Yowamushi Pedal Limit Break – 06

After a one-week break (cycling – pre-empted by rugby?) Yowamushi Pedal is back with probably its best episode of the season.  At least if you’re a fan of road racing on bikes, as I am.  This series can be quite a geek-fest (hardly surprising as Watanabe-sensei is quite a geek).  You had a little bit of everything and a little bit of everybody from all the major teams here (apart from those already fallen).  And none of it got too outlandish, which is usually when Yowapeda is at its best wheel forward.

First out of the gate it’s Kaburagi and Doubashi in the spotlight.  And they’re fulfilling the exact role sprinters fill on real cycling teams.  The intermediate sprints are their time to shine, their moments of glory.  When the flats are left behind and the race heads into the mountains – which is where most grand tours are decided – they don’t have much of a role.  As such it’s Doubashi’s job to try and break Sohoku before the climbs, and Issa’s job to try and stop him.  This is the advantage Izumida has – which HakoGaku always seems to have.  They have more cards to play than anybody, and they can afford to take more risks.

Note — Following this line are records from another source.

Issue #7961, opened 2023-04-12
Moving from bitnami to Docker OCI as Helm source


dsever:
Bitnami is moving helm content to docker OCI as primary source

https://blog.bitnami.com/2023/04/httpsblog.bitnami.com202304bitnami-helm-charts-now-oci.html

valentijnscholten:
We've moved away from Bitnami.

Issue #11039, opened 2024-10-10
Initializer job name in Helm chart uses date which prevent application in ArgoCD from being in Sync


Brawdunoir:
Hi,

I’m using the Helm chart version 1.6.153

**Is your feature request related to a problem? Please describe**
Because of the helper `initializer.jobname`, a new job could be created each minute.
This results in a permanent OutOfSync status of the defectdojo application within Argo CD, with a missing job ressource.

**Describe the solution you'd like**
One solution could be to use [Helm hooks](https://helm.sh/docs/topics/charts_hooks/) like `pre-install` and/or `pre-upgrade` and always use the same job name (thanks to hook deletion policies).

**Additional context**
Helper causing the problem:
```yaml
{{- define "initializer.jobname" -}}
{{ .Release.Name }}-initializer-{{- printf "%s" now | date "2006-01-02-15-04" -}}
{{- end -}}
```
Argo CD dashboard:
![{7743EE4A-399F-49EA-B326-B34A18A33623}](https://github.com/user-attachments/assets/1bec21c3-4bde-46ee-a439-80110f9f3721)

kiblik:
Thank you, @Brawdunoir, for pointing this out. I had planned to look closer at my similar/related issues, and you probably found the reason.

Unfortunately, `pre-` hooks would not work well for new installations. The job would be triggered before the database would be started. The database would not be started until the job was finished (as far as I know - we have been solving a similar issue with `post-` hooks).

Still not sure what is the best solution but "same name" sounds like a suitable solution.

I would like to check it deeper.

Sidenote: this is a side-effect of how Argo handles charts. As far as I know, there is no issue for "regular" helm deployments right now.

Brawdunoir:
Thanks for the quick response! I have quite the experience of building charts and got into this job issue lately but without your chart dependencies constraint (we use Helmfile to deploy/order multiple charts).

Reusing the same job name without hooks will not work because a Job has a lot of immutable fields (including pod labels and container images). That's the reason behind the hook deletion policies.

It would be interesting to understand how other charts like Bitnami's are copping with this issue.

I suspect that because (in my knowledge) a proper mechanism from Helm itself does not exist to handle such situations, you could only rely on an init-container on your job.
Your application will still be launched, without prior initialization of the database, but hey, that's life with Kubernetes, and your application should handle such cases programmatically (with checks and retries). And after maybe a few restarts because of readiness, at the end, everything should stabilize.

[...]

PR #12691, opened 2025-06-25
feat: improve Helm chart

fernandezcuesta:
- Add extraInitContainers to celery+django deployments.
- Add extraEnv to all deployments
- Remove existing volume logic in favor of agnostic extraVolumes and extraVolumeMounts
- Add the ability to deploy secrets as regular (non-hooked) resources due to [issues found with ArgoCD](https://github.com/argoproj/argo-cd/issues/13429)
- Make some secret references optional (secret might not be created)
- Fix optional secret mounts + reference
- Update bitnami chart reference (OCI)
- Bump up redis chart

---

Reasoning behind the logic change for volumes, with the existing behaviour we cannot mount projected volumes (e.g. a secret mount where we want the key names being renamed) or per-container volumeMounts (e.g. nginx emptyDir when readOnlyRootFs is enforced).


valentijnscholten:
@fernandezcuesta Thanks for the PR, we'll ask some helm/k8s experienced devs to look at it. In the mean time could you look at the conflicts? Also this seems to be a bigger change, could you look at basing it against the `dev` branch

fernandezcuesta:
@valentijnscholten done, thanks for having a look at it! I also changed the base to `dev` branch.

helm/defectdojo/Chart.lock
```diff
@@ -1,9 +1,9 @@
 dependencies:
 - name: postgresql
-  repository: https://charts.bitnami.com/bitnami
-  version: 16.7.0
+  repository: oci://registry-1.docker.io/bitnamicharts
+  version: 16.7.13
```
kiblik: TBH, this is a bit confusing for me. I'm using this chart, and `16.7.13` is automatically selected in the final template even though it is not pinned here. I want to look at this more.

helm/defectdojo/Chart.yaml
```diff
@@ -2,7 +2,7 @@ apiVersion: v2
 appVersion: "2.47.3"
 description: A Helm chart for Kubernetes to install DefectDojo
 name: defectdojo
-version: 1.6.193
+version: 1.6.194-dev
```
kiblik: This is not needed. Version is updated automatically
https://github.com/DefectDojo/django-DefectDojo/blob/a40696889da9c0521c525af1060ff73d262a9a2b/.github/workflows/release-1-create-pr.yml#L71-L81

helm/defectdojo/Chart.yaml
```diff
@@ -11,9 +11,9 @@ maintainers:
 dependencies:
   - name: postgresql
     version: ~16.7.0
-    repository: "https://charts.bitnami.com/bitnami"
+    repository: oci://registry-1.docker.io/bitnamicharts
     condition: postgresql.enabled
   - name: redis
-    version: ~19.6.0
-    repository: "https://charts.bitnami.com/bitnami"
+    version: ~21.2.5
```
kiblik: This is a bit problematic. See https://github.com/DefectDojo/django-DefectDojo/pull/12393#pullrequestreview-2819835169

However, I can imagine bumping the helm chart but pinning the docker image tag. But I would recommend separated PR for this.

helm/defectdojo/Chart.yaml
```diff
@@ -11,9 +11,9 @@ maintainers:
 dependencies:
   - name: postgresql
     version: ~16.7.0
-    repository: "https://charts.bitnami.com/bitnami"
+    repository: oci://registry-1.docker.io/bitnamicharts
```
kiblik: This is a nice step. I like it.

helm/defectdojo/values.yaml
```diff
@@ -512,15 +492,6 @@ redis:
 #   DD_SOCIAL_AUTH_AUTH0_SECRET: 'xxx'
 extraConfigs: {}
 
-# To add (or override) extra variables which need to be pulled from another configMap, you can
-# use extraEnv. For example:
-# extraEnv:
```
kiblik: Full drop might be a bit problematic for people who are already using this. I'm not against migrating to your format (it is moew cleaner). But
- It is necessary to mention it in the release notes - https://github.com/DefectDojo/django-DefectDojo/blob/dev/docs/content/en/open_source/upgrading/2.48.md
- It might be a good idea to use the deprecation period (add support for `.Values.*.*.extraEnv` now, explain in release notes, create new PR which will remove `.Values.extraEnv`, merge it in 2 or 3 months)

helm/defectdojo/Chart.yaml
fernandezcuesta: Ok will undo this. Thanks for raising the flag, I guess this is due to new Redis versions not being OSS anymore? (Rings me a bell that ArgoCD had to roll it back not so long ago due to CNCF constraints)

helm/defectdojo/values.yaml
fernandezcuesta: Fair enough. I'm not familiar with the release process for this project so I'll happily follow your directions. In any case what I'm used to is cutting a breaking change release of the chart by not only bumping major but also making it clear in the release notes as you mention.

helm/defectdojo/Chart.lock
fernandezcuesta: That was autogenerated after a `helm dependency update` IIRC but can roll it back

helm/defectdojo/values.yaml
fernandezcuesta: btw I'm thinking about keeping it as is (as you mention) and rename it as commonEnv later on, wdyt?

helm/defectdojo/Chart.yaml
fernandezcuesta: restored

helm/defectdojo/Chart.yaml
fernandezcuesta: restored

helm/defectdojo/values.yaml
fernandezcuesta: restored

rossops (approved):

mtesauro (approved):
Approved

helm/defectdojo/templates/celery-beat-deployment.yaml
```diff
@@ -71,22 +69,16 @@ spec:
...
-          secretName: {{ .name }}
-          {{- else if (eq .type "hostPath") }}
-          type: {{ .pathType | default "Directory" }}
-          path: {{ .hostPath }}
-          {{- end }}
+      {{- with .Values.celery.beat.extraVolumes }}
+        {{- . | toYaml | nindent 6 }}
       {{- end }}
-      {{- if or .Values.dbMigrationChecker.enabled .Values.cloudsql.enabled }}
+      {{- if coalesce .Values.dbMigrationChecker.enabled .Values.cloudsql.enabled .Values.celery.beat.extraInitContainers }}
```
kiblik, line 75: Nice usage of `coalesce`. I have not seen it in this context yet.

helm/defectdojo/values.yaml
```diff
@@ -12,7 +12,10 @@ createPostgresqlSecret: false
 # - enabled, enables tracking configuration changes based on SHA256
 # trackConfig: disabled
 
-# extraLabels: {}
+# Avoid using pre-install hooks, which might cause issues with ArgoCD
```
kiblik, line 15: Argo works for me. I just needed to add
```yaml
      argocd.argoproj.io/hook: "Sync"
```
Plus, I added waves for smoother deployment.
Btw, #11039
But I agree that it might be a good idea to allow disabled hooks at all.

helm/defectdojo/templates/configmap.yaml
```diff
@@ -28,7 +28,7 @@ data:
   DD_CELERY_BROKER_USER: ''
   DD_CELERY_BROKER_HOST: {{ if eq .Values.celery.broker "redis" }}{{ template "redis.hostname" . }}{{ end }}
   DD_CELERY_BROKER_PORT: '{{ if eq .Values.celery.broker "redis" }}{{- if ( hasKey .Values.redis "master" ) -}}{{ .Values.redis.master.service.ports.redis }}{{ else }}6379{{ end }}{{- end -}}'
-  DD_CELERY_BROKER_PARAMS: '{{ if eq .Values.celery.broker "redis" }}{{- if .Values.redis.transportEncryption.enabled -}}{{ .Values.redis.transportEncryption.params | default "ssl_cert_reqs=optional" }}{{ end }}{{ end }}'
+  DD_CELERY_BROKER_PARAMS: '{{ if eq .Values.celery.broker "redis" }}{{- if .Values.redis.tls.enabled -}}{{ .Values.celery.brokerParams | default "ssl_cert_reqs=optional" }}{{ end }}{{ end }}'
```
kiblik: I'm not against moving params to `.Values.celery.brokerParams`, but they are becoming more general. They should not be used only if `.Values.redis.tls.enabled == true`

helm/defectdojo/templates/initializer-job.yaml
```diff
@@ -130,14 +130,15 @@ spec:
         - configMapRef:
             name: {{ $fullName }}
         - secretRef:
-            name: {{ $fullName }}
+            name: {{ $fullName }}-extrasecrets
+            optional: true
```
kiblik, line 151: I understand why this might look like a typo, but it is not. This definition is right.

`{{ $fullName }}` contains `DD_ADMIN_PASSWORD`, `DD_CREDENTIAL_AES_256_KEY` and `DD_SECRET_KEY` which are necesseary for init of application.
Values from `{{ $fullName }}-extrasecrets` are usually not needed for initialization. But we might add them.

```suggestion
            name: {{ $fullName }}
        - secretRef:
            name: {{ $fullName }}-extrasecrets
            optional: true
```

or feel free to move values from `{{ $fullName }}` to
```yaml
        - name: DD_XXX
          valueFrom:
            secretKeyRef:
              name: {{ $fullName }}
              key: DD_XXX
              optional: true
```

It might make more sense to do it the other way around (drop separate loading of `DD_CREDENTIAL_AES_256_KEY` and `DD_SECRET_KEY` from all deployments and use there):
```yaml
        - secretRef:
            name: {{ $fullName }}
```
On the other hand, `DD_ADMIN_PASSWORD` is not needed in deployments (only in the initializer). So it might be against the least privilege principle. 

Btw, it is probably the reason why the test is failing. `DD_ADMIN_PASSWORD` was not provided to the initializer, so it used a random password.

helm/defectdojo/values.yaml
```diff
@@ -358,52 +358,27 @@ initializer:
...
-  # - `path` - defines where file should be exposed
-  # - `subPath` - extracts only particular file from secret or configMap
-  # - `pathType` - only for hostPath, can be one of the "DirectoryOrCreate", "Directory" (default), "FileOrCreate",
-  #   "File", "Socket", "CharDevice", "BlockDevice"
-  # - `hostPath` - only for hostPath, file or directory from local host
-  # @type: array<map>
+  # Additional environment variables injected to the initializer job pods.
+  extraEnv: []
+  # Array of additional volume mount points for the initializer job pods.
+  extraVolumeMounts: []
```
kiblik, line 383: You probably wanted to edit also 
```yaml
      {{- range .Values.initializer.extraVolumes }}
      - name: userconfig-{{ .name }}
        {{ .type }}:
          {{- if (eq .type "configMap") }}
          name: {{ .name }}
          {{- else if (eq .type "secret") }}
          secretName: {{ .name }}
          {{- else if (eq .type "hostPath") }}
          type: {{ .pathType | default "Directory" }}
          path: {{ .hostPath }}
          {{- end }}
      {{- end }}
```

and

```yaml
        {{- range .Values.initializer.extraVolumes }}
        - name: userconfig-{{ .name }}
          readOnly: true
          mountPath: {{ .path }}
          subPath: {{ .subPath }}
        {{- end }}
```
in `helm/defectdojo/templates/initializer-job.yaml`

helm/defectdojo/templates/tests/unit-tests.yaml
```diff
@@ -51,11 +51,13 @@ spec:
             secretKeyRef:
               name: {{ $fullName }}
               key: DD_SECRET_KEY
+              optional: true
         - name: DD_CREDENTIAL_AES_256_KEY
           valueFrom:
             secretKeyRef:
               name: {{ $fullName }}
               key: DD_CREDENTIAL_AES_256_KEY
+              optional: true
```
kiblik, line 60: I just realised, it might be a good idea to use the same approach (with `valueFrom.secretKeyRef` for `DD_ADMIN_PASSWORD`) instead of the command `ADMIN_PASS=$(kubectl get secret/defectdojo -o jsonpath='{.data.DD_ADMIN_PASSWORD}' | base64 -d)`

helm/defectdojo/templates/django-deployment.yaml
```diff
@@ -12,20 +12,18 @@ metadata:
...
 spec:
   replicas: {{ .Values.django.replicas }}
   {{- with .Values.django.strategy }}
   strategy:
     {{- toYaml . | nindent 4 }}
   {{- end }}
-  {{- if .Values.revisionHistoryLimit }}
-  revisionHistoryLimit: {{ .Values.revisionHistoryLimit }}
+  {{- with .Values.revisionHistoryLimit }}
+  revisionHistoryLimit: {{ . }}
```
kiblik, line 26: `revisionHistoryLimit` is in multiple files. Can you replace it in all of them, please?

```
./templates/celery-worker-deployment.yaml
./templates/django-deployment.yaml
./templates/celery-beat-deployment.yaml
```

helm/defectdojo/templates/django-deployment.yaml
```diff
@@ -61,9 +59,9 @@ spec:
       {{- end }}
     spec:
       serviceAccountName: {{ include "defectdojo.serviceAccountName" . }}
-      {{- if .Values.imagePullSecrets }}
+      {{- with .Values.imagePullSecrets }}
```
kiblik, line 62: Same as `revisionHistoryLimit` comment

helm/defectdojo/values.yaml
```diff
@@ -147,11 +150,32 @@ celery:
   broker: redis
   # To use an external celery broker, set the hostname here
   brokerHost: ""
+  # Parameters attached to the broker URL, defaults to "ssl_cert_reqs=optional" if redis.tls.enabled
+  brokerParams: ""
   logLevel: INFO
   annotations: {}
```
kiblik, line 153: This might be dropped. It is not used anymore.
```suggestion
```

helm/defectdojo/values.yaml
```diff
@@ -147,11 +150,32 @@ celery:
...
+    extraEnv: []
+    # A list of additional initContainers to run before celery beat containers.
+    extraInitContainers: []
+    # Array of additional volume mount points for the celery beat containers.
+    extraVolumeMounts: []
+    # A list of extra volumes to mount
+    # @type: array<map>
+    extraVolumes: []
+    # Enable liveness probe for Celery beat container.
+    livenessProbe: {}
```
kiblik, line 168: Also `readinessProbe` and `startupProbe` are mentioned in the template, but only `livenessProbe` is here. Can you add others as well, please?

helm/defectdojo/templates/celery-worker-deployment.yaml
```diff
@@ -69,20 +67,14 @@ spec:
...
-        {{ .type }}:
-          {{- if (eq .type "configMap") }}
-          name: {{ .name }}
-          {{- else if (eq .type "secret") }}
-          secretName: {{ .name }}
-          {{- else if (eq .type "hostPath") }}
-          type: {{ .pathType | default "Directory" }}
-          path: {{ .hostPath }}
-          {{- end }}
+      {{- with .Values.celery.beat.extraVolumes }}
```
kiblik: Probably copy-paste issue
```suggestion
      {{- with .Values.celery.worker.extraVolumes }}
```

helm/defectdojo/templates/celery-beat-deployment.yaml
```diff
@@ -11,14 +11,12 @@ metadata:
     app.kubernetes.io/managed-by: {{ .Release.Service }}
     helm.sh/chart: {{ include "defectdojo.chart" . }}
     {{- with .Values.extraLabels }}
-        {{- toYaml . | nindent 4 }}
+      {{- toYaml . | nindent 4 }}
     {{- end }}
-{{- if .Values.celery.annotations }}
+  {{- with .Values.celery.worker.annotations }}
```
kiblik: Some copy-paste typo probably
```suggestion
  {{- with .Values.celery.beat.annotations }}
```
Plus, this might be the issue in some cases. Until now, `.Values.celery.worker.annotations` was used to annotate pods created from this 
deployment. Annotating deployment with exactly the same annotations might be problematic for somebody.
In the initializer, there are `annotations` and `jobAnnotations`. What about a similar approach?

helm/defectdojo/values.yaml
```diff
@@ -165,6 +189,25 @@ celery:
...
+    extraEnv: []
+    # A list of additional initContainers to run before celery worker containers.
+    extraInitContainers: []
+    # Array of additional volume mount points for the celery worker containers.
+    extraVolumeMounts: []
+    # A list of extra volumes to mount.
+    # @type: array<map>
+    extraVolumes: []
+    # Enable liveness probe for Celery worker containers.
+    livenessProbe: {}
```
kiblik, line 207: Same as beat

helm/defectdojo/values.yaml
```diff
@@ -478,26 +453,31 @@ gke:
...
-    enabled: false
-    params: ''
   auth:
     existingSecret: defectdojo-redis-specific
     existingSecretPasswordKey: redis-password
     password: ""
   architecture: standalone
-  # To use an external Redis instance, set enabled to false and uncomment
-  # the line below:
-  # redisServer: myrediscluster
```
kiblik, line 494: Why dropping this?

helm/defectdojo/templates/celery-worker-deployment.yaml
```diff
@@ -13,12 +13,10 @@ metadata:
     {{- with .Values.extraLabels }}
       {{- toYaml . | nindent 4 }}
     {{- end }}
-{{- if .Values.celery.annotations }}
+  {{- with .Values.celery.worker.annotations }}
```
kiblik: Same comment as beat

kiblik (changes requested):
Sorry for the delay, I had been out for a couple of weeks, plus your PR is changing quite a lot of variables.

This is changing quite critical settings. It should be mentioned in the [release notes](https://github.com/DefectDojo/django-DefectDojo/tree/master/docs/content/en/open_source/upgrading).

But thank you for this work. I was planning to add some adjustments that you used, but never had enough time.

kiblik:
Btw, this fix #7961

helm/defectdojo/values.yaml
fernandezcuesta: I wasn't able to make it work with that hook, not entirely sure this was a local issue or not though.

helm/defectdojo/templates/configmap.yaml
fernandezcuesta: OK I see your point, changing that!

helm/defectdojo/values.yaml
fernandezcuesta: I guess it's safer to leave it as a "common celery annotations" field, like something you expect in both beat/worker deployments+pods.

helm/defectdojo/values.yaml
fernandezcuesta: Moved to the comment in L473:

```
 # To use an external Redis instance, switch enabled to false and set the address in .Values.celery.brokerHost
```

helm/defectdojo/templates/tests/unit-tests.yaml
fernandezcuesta: I'm a bit lost here, I can inject DD_ADMIN_PASSWORD to the unit-test pod, but how that it works? I mean, k8s-tests is doing the "Simple API check" against the Django service and it needs the credentials for that.

fernandezcuesta:
@kiblik Thanks for your detailed review and suggestions. I tried to go through all, but have some doubts about one of them (see inline comments).

helm/defectdojo/Chart.lock
```diff
@@ -1,9 +1,9 @@
 dependencies:
 - name: postgresql
-  repository: https://charts.bitnami.com/bitnami
-  version: 16.7.0
+  repository: oci://registry-1.docker.io/bitnamicharts
```
kiblik: This will not be needed soon (#13039), but I would keep it in the context of this PR

helm/defectdojo/templates/configmap.yaml
kiblik: I like this solution

helm/defectdojo/values.yaml
kiblik: Hmmm... I'm just checking `_helpers.tpl` and I'm thinking what is the right approach here 🤔.

https://github.com/DefectDojo/django-DefectDojo/blob/941dd6cfb4f609367719ef26ee25b0f880f0c5cc/helm/defectdojo/templates/_helpers.tpl#L45-L67

- Postgres and Redis are both essential parts for DD.
- They might be used as part of the stack, or both can be used _aaS_ or any combination between
- Postgres is used by all Django components (uwsgi, celery, initializer), same for Redis (well, except initializer, but definitely not only celery)
- The following two statements should use the same conventions (they do not follow right now)
```
{{- printf "%s" ( .Values.postgresql.postgresServer | default "127.0.0.1" ) -}}
{{- printf "%s" (.Values.celery.brokerHost | default .Values.redis.redisServer) -}}
```

helm/defectdojo/templates/tests/unit-tests.yaml
kiblik: I'm sorry, I confused `helm/defectdojo/templates/tests/unit-tests.yaml` with `.github/workflows/k8s-tests.yml`. My comment is irrelevant.

kiblik (changes requested):
Many of the issues have been solved; some small ones are still open.
However, I'm still missing some info in the [release notes](https://github.com/DefectDojo/django-DefectDojo/blob/dev/docs/content/en/open_source/upgrading/2.50.md)
Mainly parts that have potential side-effects (rename `annotations` ot `podAnnotations` in celery)

helm/defectdojo/values.yaml
fernandezcuesta: OK now I see your point. I did yet another change to the external db (pg/redis) values which I propose to take out from the umbrella chart values to avoid potential breaks in the upstream chart (e.g. `redis` helm chart doing strict schema validation). As per Release notes (which were missing, sorry!):

- `redis.redisServer` → `redisServer` (prevents potential schema conflicts with upstream chart)
- `redis.transportEncryption.params` → `redisParams` (prevents potential schema conflicts with upstream chart)
- `postgresql.postgresServer` → `postgresServer` (prevents potential schema conflicts with upstream chart)

docs/content/en/open_source/upgrading/2.50.md
```diff
@@ -2,10 +2,54 @@
...
+- **Enhanced probe configuration for Celery**: Added support for customizing liveness, readiness, and startup probes in both Celery beat and worker deployments.
+- **Enhanced environment variable management**: All deployments now include `extraEnv` support for adding custom environment variables. For backwards compatibility, `.Values.extraEnv` can be used to inject common environment variables to all workloads.
+
+### Other changes
+
+- **Celery pod annotations**: Now we can add annotations to Celery beat/worker pods separately.
+- **Flexible secret deployment**: Added the capability to deploy secrets as regular (non-hooked) resources to address compatibility issues encountered with CI/CD tools (such as ArgoCD).
+- **Optional secret references**: Some secret references are now optional, allowing the chart to function even when certain secrets are not created.
+- **Fixed secret mounting**: Resolved issues with optional secret mounts and references.
+- **Updated Bitnami chart reference**: Migrated to OCI (Open Container Initiative) format for the Bitnami chart dependency.
```
kiblik:
```suggestion
- **Updated Bitnami chart reference**: Migrated to OCI (Open Container Initiative) format for the chart dependency.
```
This part might need to be edited based on #13063 
CC @rossops

helm/defectdojo/templates/_helpers.tpl
```diff
@@ -53,15 +53,16 @@ Create the name of the service account to use
 {{-   printf "%s-%s" .Release.Name "postgresql" | trunc 63 | trimSuffix "-" -}}
 {{-  end -}}
 {{- else -}}
-{{-  printf "%s" ( .Values.postgresql.postgresServer | default "127.0.0.1" ) -}}
+{{- .Values.postgresServer | default "127.0.0.1" | quote -}}
```
kiblik, line 56: CC @lchastel
JFYI, your #12965 has not been released yet, but it will probably change the format before it is officially released. Please see https://github.com/DefectDojo/django-DefectDojo/pull/12691#discussion_r2303088727 for full context.

helm/defectdojo/values.yaml
kiblik: I really like this separation. I was planning to add `values.schema.json` (see #12984) to avoid wrong values. And I wasn't sure what to do with the overlap with subchart values. As soon as we separate them, it is much easier to adopt them.

kiblik (changes requested):
Just a small issue - I would drop the Bitnami reference from the release notes (see the context)

And TBH, I would probably change the chart version to `1.7.1` (it needs to be `1.7.1-dev`, the suffix will be removed during releasing).
Because this is a radical change, and it should be noticeable in the version number as well. It not only adds value, but it might also affect existing deployments.

Huge thanks, this PR is a large cleanup and makes the chart more flexible and easier to read and use.

kiblik:
I really hoped this will be part of 2.50.0
As it wasn't merged before release, changelog has to be moved to `2.51.md` file.

fernandezcuesta:
> I really hoped this will be part of 2.50.0 As it wasn't merged before release, changelog has to be moved to `2.51.md` file.

Done!

Maffooch (approved):
Apologies for missing this one folks 😅

valentijnscholten:
@kiblik I merged this as it looks it's still valid and doesn't conflict with the vendoring of the bitnami charts we did last week?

Both sprinters are expendable, but of course Doubashi is more expendable than Kaburagi because, simply, Hakone has an extra rider in the lead pack and the entire team is better-rested.  It’s like an exchange of surrendered pieces in the endgame in chess – the fewer total pieces remaining on the board, the more the player with more firepower has an advantage – so even exchanges aren’t actually even.  The wildcard here is Abu himself who, despite being the captain, is theoretically an expendable sprinter himself.  So why is he still tagging along when the climb begins?  And even more to the point, why is Hakone having their ace climber pull him in order to keep him in touch with the front?

This is great stuff because what’s happening here is very much in-character for these two teams.  Sohoku thrives on chaos and adversity – they never seem content unless they’re improvising and hanging on by a thread.  Hakone is all about control in every sense.  Control of the race, control of their emotions.  They make everyone else react to them, which is the natural role of the dominant team in a grand tour.  But as any fan of those events will tell you, there’s a downside to that too.

As soon as the climb begins, Hakone starts to assert their dominance.  This is a marathon in every sense – a long, gradual climb to Kusatsu Onsen at about 1100 meters.  But that’s just the appetizer – the main course is the finish on Kusatsu-Shirane, at Shibu-Toge Pass, at 2172 meters the highest point on Japan’s national highway system.  And so begins the usual drama in these situations – one team consistently probing and attacking the other, not so much with the intent of knocking them out but weakening them slowly over time, like a boxer relentlessly delivering body punches.  Shinkai Yuuto is the most expendable of HakoGaku’s remaining members, and it’s he who takes point on the early barrage.

Hakone is like a poker playing holding four aces here.  Any one of Manami, Kuroda, or Ashikiba could be the one the others are setting up to take the final run to the summit.  Realistically only Onoda can keep up with them on the hors catégorie final ascent.  Only Onoda among Sohoku’s riders, that is.  Lingering a ways back, almost forgotten, is Kyoto Fushimi.  They only have one rider who can take on that final race to the gate too, but their entire system is built around that fact.  And Chimera-kun always has a plan.

In truth, Midousuji’s strategy – ruthless on his teammates as it is – is extremely smart.  He’s right in fearing a dominant Hakone more than anything else – they’re the one opponent that if left to their own devices can overwhelm him.  It’s in his best interests to help Sohoku hang with them as long as possible, to prevent HakoGaku having a literal free ride.  He’s letting Sohoku do the hard work in the hopes of sweeping in at the end to take advantage.  Chimera-kun knows he doesn’t have the firepower to fight Hakone on even terms so he’s letting Sohoku do it for him.  His “captain” Mizuta-kun is therefore himself expendable – it’s only the muscles freak Komari that Midousuji intends to take with him when he finally attacks the front.  And the both of them should certainly be pretty well-rested.